- EXERCISE BRIEF -
The data that follows should be copied out exactly.

· · ·

PR #905, opened 2026-09-15
perf(memory-profiling): skip bucket reservation on dealloc miss

seroze:
## What

`on_dealloc` resolved every deallocation through `liveset.entry(addr)`. On a miss that is not free: `entry()` takes the per-bucket write lock and reserves a vacant entry before the caller can observe that the address was never in the map. The liveset holds only *sampled* allocations — the hook's own docs put the filter rate at ~99.9% of deallocs — so nearly every call pays for a reservation it immediately discards.

This takes a lock-free `peek_with` first and returns early on a miss.

## Correctness

Hits still resolve through `entry()`, so the invariant documented on the original line is preserved: the bucket lock is held across the read and the remove, so a concurrent `on_alloc` overwriting the same address cannot interleave between them and put stale metadata on the emitted `RawFree`.

The added peek does not widen any race:

- **Miss at peek** — the address was never sampled, so there is nothing to emit. A concurrent `on_alloc` cannot be inserting this same address, since the allocator does not hand out a live address twice.
- **Hit at peek, vacant at `entry()`** — a concurrent dealloc of the same address or the shutdown drain got there first; `entry()` returns `Vacant` and we emit nothing, exactly as before.

The `SAMPLE_STATE` re-entrancy guard still wraps both calls, and `check_shutdown()` still runs before any liveset op, so the `sdd` TLS init ordering is unchanged.

This mirrors the structure already used in `on_alloc`, which keeps its hot path on the lock-free `insert` and pays the bucket-lock cost only in the rare stale-entry case.

## Testing

- `cargo test -p dial9-perf-self-profile --features memory-profiling --lib` → **119 passed, 0 failed**, including all 32 `memory_profiling` tests.
- Added `on_dealloc_ignores_address_that_was_never_sampled`, pinning the new miss branch: no `RawFree` pushed, no entry left behind.
- Negative control: forcing the fast path to always bail makes `on_alloc_overwrites_stale_liveset_entry` fail, confirming the hit path is actually covered rather than passing vacuously.
- `cargo clippy --features memory-profiling --all-targets` clean; `cargo fmt --check` clean.

Two tests in `tests/sched_triggers.rs` (`captures_sleep_stack`, `captures_lock_acquisition_stack`) fail in my environment with `perf_event_open blocked (Permission denied)` — WSL2 with `perf_event_paranoid=2`. They fail identically on unmodified `main`, so they are unrelated to this change.

## Performance

I did not have a representative allocator workload to measure end to end, so treat this as directional. A standalone microbenchmark of the two `scc` call shapes (2.4.0, `FxBuildHasher`, 20K live entries, all-miss probes) gives:

```
entry() only        : 92.17 ns/op
peek_with() only    : 39.59 ns/op
peek_with + entry() : 39.74 ns/op
```

Absolute numbers swing a lot on my machine (WSL2), but the ratio held at **2.3–2.5x** across runs. The structural argument is the durable part: a miss goes from bucket-lock-plus-reservation to a single lock-free hash lookup.


perf-self-profile/src/memory_profiling/hook.rs
```diff
@@ -300,10 +300,22 @@ pub(crate) fn on_dealloc(inner: &MemoryProfilerInner, ptr: *mut u8, _size: usize
...
+        if liveset.peek_with(&addr, |_, _| ()).is_none() {
+            return;
+        }
+        // Hit: re-resolve through the entry() API for atomic peek + remove.
+        // The bucket lock is held for the duration of the Entry, so a
+        // concurrent on_alloc overwriting the same address cannot interleave
+        // between our read and remove — preventing stale metadata on the
+        // emitted RawFree. The entry can have gone vacant since the peek (a
+        // concurrent dealloc of the same address, or the shutdown drain), in
+        // which case there is nothing to emit.
```
rcoh: this justification is not correct. A concurrent on_alloc can't occur (because this address is still considered alive, it hasn't returned to the allocator yet) due to how the hooks work.

There is a pathological race for realloc which existed before this change due to how the hook interacts with `realloc` (this is something we should fix separately.)

jv1i:
looks sound to me after #911 lands

rcoh (approved):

· · ·

- RESPONSE AREA -
PR #905, opened 2026-09-15
perf(memory-profiling): skip bucket reservation on dealloc miss

seroze:
## What

`on_dealloc` resolved every deallocation through `liveset.entry(addr)`. On a miss that is not free: `entry()` takes the per-bucket write lock and reserves a vacant entry before the caller can observe that the address was never in the map. The liveset holds only *sampled* allocations — the hook's own docs put the filter rate at ~99.9% of deallocs — so nearly every call pays for a reservation it immediately discards.

This takes a lock-free `peek_with` first and returns early on a miss.

## Correctness

Hits still resolve through `entry()`, so the invariant documented on the original line is preserved: the bucket lock is held across the read and the remove, so a concurrent `on_alloc` overwriting the same address cannot interleave between them and put stale metadata on the emitted `RawFree`.

The added peek does not widen any race:

- **Miss at peek** — the address was never sampled, so there is nothing to emit. A concurrent `on_alloc` cannot be inserting this same address, since the allocator does not hand out a live address twice.
- **Hit at peek, vacant at `entry()`** — a concurrent dealloc of the same address or the shutdown drain got there first; `entry()` returns `Vacant` and we emit nothing, exactly as before.

The `SAMPLE_STATE` re-entrancy guard still wraps both calls, and `check_shutdown()` still runs before any liveset op, so the `sdd` TLS init ordering is unchanged.

This mirrors the structure already used in `on_alloc`, which keeps its hot path on the lock-free `insert` and pays the bucket-lock cost only in the rare stale-entry case.

## Testing

- `cargo test -p dial9-perf-self-profile --features memory-profiling --lib` → **119 passed, 0 failed**, including all 32 `memory_profiling` tests.
- Added `on_dealloc_ignores_address_that_was_never_sampled`, pinning the new miss branch: no `RawFree` pushed, no entry left behind.
- Negative control: forcing the fast path to always bail makes `on_alloc_overwrites_stale_liveset_entry` fail, confirming the hit path is actually covered rather than passing vacuously.
- `cargo clippy --features memory-profiling --all-targets` clean; `cargo fmt --check` clean.

Two tests in `tests/sched_triggers.rs` (`captures_sleep_stack`, `captures_lock_acquisition_stack`) fail in my environment with `perf_event_open blocked (Permission denied)` — WSL2 with `perf_event_paranoid=2`. They fail identically on unmodified `main`, so they are unrelated to this change.

## Performance

I did not have a representative allocator workload to measure end to end, so treat this as directional. A standalone microbenchmark of the two `scc` call shapes (2.4.0, `FxBuildHasher`, 20K live entries, all-miss probes) gives:

```
entry() only        : 92.17 ns/op
peek_with() only    : 39.59 ns/op
peek_with + entry() : 39.74 ns/op
```

Absolute numbers swing a lot on my machine (WSL2), but the ratio held at **2.3–2.5x** across runs. The structural argument is the durable part: a miss goes from bucket-lock-plus-reservation to a single lock-free hash lookup.


perf-self-profile/src/memory_profiling/hook.rs
```diff
@@ -300,10 +300,22 @@ pub(crate) fn on_dealloc(inner: &MemoryProfilerInner, ptr: *mut u8, _size: usize
...
+        if liveset.peek_with(&addr, |_, _| ()).is_none() {
+            return;
+        }
+        // Hit: re-resolve through the entry() API for atomic peek + remove.
+        // The bucket lock is held for the duration of the Entry, so a
+        // concurrent on_alloc overwriting the same address cannot interleave
+        // between our read and remove — preventing stale metadata on the
+        // emitted RawFree. The entry can have gone vacant since the peek (a
+        // concurrent dealloc of the same address, or the shutdown drain), in
+        // which case there is nothing to emit.
```
rcoh: this justification is not correct. A concurrent on_alloc can't occur (because this address is still considered alive, it hasn't returned to the allocator yet) due to how the hooks work.

There is a pathological race for realloc which existed before this change due to how the hook interacts with `realloc` (this is something we should fix separately.)

jv1i:
looks sound to me after #911 lands

rcoh (approved):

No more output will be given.